Por que o modelo neoliberal foi possível? Sader argumenta que a hegemonia neoliberal foi uma combinação do militarismo dos Estados Unidos, a mercantilização de todas as relações sociais (cuja utopia são os shopping centers) e o monopólio da mídia privada na formação da opinião pública. Apesar da vitória eleitoral da esquerda, os valores da época neoliberal continuam hegemônicos. Cabe lembrar, como diz o autor, que os temas do debate público fazem parte de uma agenda ainda neoliberal. Assim, a esquerda teve de lidar com questões para as quais não formulara alternativas, como a inflação e a segurança pública.

Sader explica que a classe trabalhadora viveu um processo de fragmentação social e cultural. O discurso neoliberal cria uma identidade falsa que unifica a população na esfera do consumo, enquanto a esquerda clássica, fundada na identidade do trabalho, viu-se diante de uma população submetida a trabalhos precários, eventuais, fragmentários e heterogêneos. A perda da identidade dificultou a organização política e sindical e conduziu à alienação e a outras identidades substitutas: esportiva, étnica e nacional.

Ainda assim, mesmo com um apoio inicial e com o controle da inflação, o modelo se esgotou porque fragilizou as economias da região: elevou a dívida pública, concentrou renda, protegeu o capital especulativo em detrimento da produção e do emprego e, assim, estreitou suas bases de sustentação eleitoral. Isso abriu a oportunidade para que uma onda de esquerda varresse a América Latina.

O pós-neoliberalismo, todavia, apresentou logo seus limites. E talvez o mais simbólico seja Lula, analisado num capítulo inteiro do livro. Lula, nós sabemos, não venceu as eleições quando o movimento dos trabalhadores ascendia (1989), mas sim quando estava em queda organizacional e na defensiva ideológica. Desse modo, ele ganhou com um programa rebaixado. Mesmo assim, impôs as políticas sociais mais efetivas da história recente do nosso país, paralisou as privatizações, impediu a Alca, reforçou o salário mínimo e aumentou a formalidade do mercado de trabalho. Por outro lado, como recorda Sader, não taxou o capital especulativo, não quis incomodar o latifúndio (rebatizado de agronegócio) e não sustentou uma crítica acerba do imperialismo norte-americano.

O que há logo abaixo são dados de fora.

PR #1010, opened 2022-08-12
Support implicit arguments under Jax vjp.

axch:
Same issue and same as vmap and jvp: explicitly mention them as
arguments to generated lambda expressions.

### DIFF
--- a/python/dex/interop/jax/apply.py
+++ b/python/dex/interop/jax/apply.py
@@ -272,23 +272,6 @@ def dex_call_jvp(arg_values, arg_tangents, func_atom):
       tangents.append(t_name)
       name_to_ty[t_name] = annot
 
-  def juxt_string(names):
-    return " ".join(names)
-
-  def juxt_arg_string(names):
-    annotated = [f"({name} : {name_to_ty[name]})" for name in names]
-    return juxt_string(annotated)
-
-  def tuple_arg_string(names):
-    ty = tuple_ty_ref_string([name_to_ty[name] for name in names])
-    return f"({tuple_ref_string(names)} : {ty})"
-
-  def tuple_ref_string(names):
-    return "(" + ", ".join(names) + ")"
-
-  def tuple_ty_ref_string(names):
-    return "(" + " & ".join(names) + ")"
-
   # Add the current function atom as a variable in the context, so that we can
   # use it to apply jvp.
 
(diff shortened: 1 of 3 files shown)


python/dex/interop/jax/apply.py
```diff
@@ -361,16 +361,22 @@ def dex_call_evaluate_linearized_transpose(cotangents, *args, func_atom):
...
-  primals, tangents = args[:num_primals], args[num_primals:]
-
-  # Helper functions to build strings of primal and tangent inputs.
-  def arg_string(prefix, index_set):
-    return " ".join(f"{prefix}{i}" for i in index_set)
+  implicit_args = []
+  name_to_ty = {}
+  for binder in native.argument_signature:
+    if binder.implicit:
+      implicit_args.append("{" + binder.name + "}")
```
apaszke, line 373: perhaps check that `not name_to_ty`? Otherwise you will change the order of implicit and explicit args

apaszke (approved):

python/dex/interop/jax/apply.py
axch: Thought about it, and added (i) a simple test case where it changes the order harmlessly, and (ii) a comment explaining why I think such reordering is safe in all cases that won't also break elsewhere in the interop.

apaszke: I agree that this is harmless right now, but this is only because of the current limitations of export. It's not a fundamental restriction though, and I can imagine having us lift it at some point. While I agree that disallowing that permutation might be too strong, the right thing to do here would be to do hoisting checks (intersect the free vars of type annotations of implicit binders with the explicit binders).

axch: Added hoisting checks.

python/dex/interop/jax/apply.py
```diff
@@ -339,38 +322,79 @@ def tuple_ty_ref_string(names):
...
+  # infer anyway).  As a defensive measure, we perform explicit
+  # hoisting checks when doing the reordering.
+  implicit_args = []
+  name_to_ty = {}
+  for binder in native.argument_signature:
+    if binder.implicit:
+      if hoistable(binder.type, name_to_ty.keys()):
+        implicit_args.append("{" + binder.name + "}")
+      else:
+        raise RuntimeError(f"Hoist check failed: implicit {binder.name} of type {binder.type} depends on a previous explicit binder")
```
apaszke, line 391: A NotImplementedError might have been better, since it's not user's fault.

PR #1011, opened 2022-08-17
Add support for partial destination passing

apaszke:
Our destination passing implementation used to only work with full
destinations. Which is generally fine, for as long as the result atoms
of blocks mention bare variables. However, many functions such as
`yieldAccum` end up with a projection in the result, which completely
trips up our method and results in many unnecessary copies.

In this patch I add a "projected dest" and make sure that we can e.g.
inherit a destination for an accumulator from the result of its
surrounding for loop.


src/lib/Lower.hs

A ambiguidade de Lula provoca reações equivocadas da esquerda mais radical. Pode-se discordar de Sader, mas seu livro vai direto ao ponto: só há duas opções, confundir-se com a direita nas críticas ao governo Lula ou apoiar seu núcleo progressista e rejeitar seus setores conservadores. Em vez de respaldar o caráter progressista do governo e recusar suas políticas de contemporização com a direita, parte da esquerda aparece unida às grandes empresas de comunicação no ataque ao governo.

O livro termina com uma discussão sobre o desafio estratégico da esquerda. A nova estratégia da esquerda deve pressupor uma prolongada disputa de hegemonia que passa por movimentos sociais, novas formulações, conquista do poder especificamente político e uma abertura para o novo. É isso que Sader tenta desvendar nas suas páginas finais. Aqui não cabe adiantar o prognóstico deste livro inovador. Fica o convite à leitura.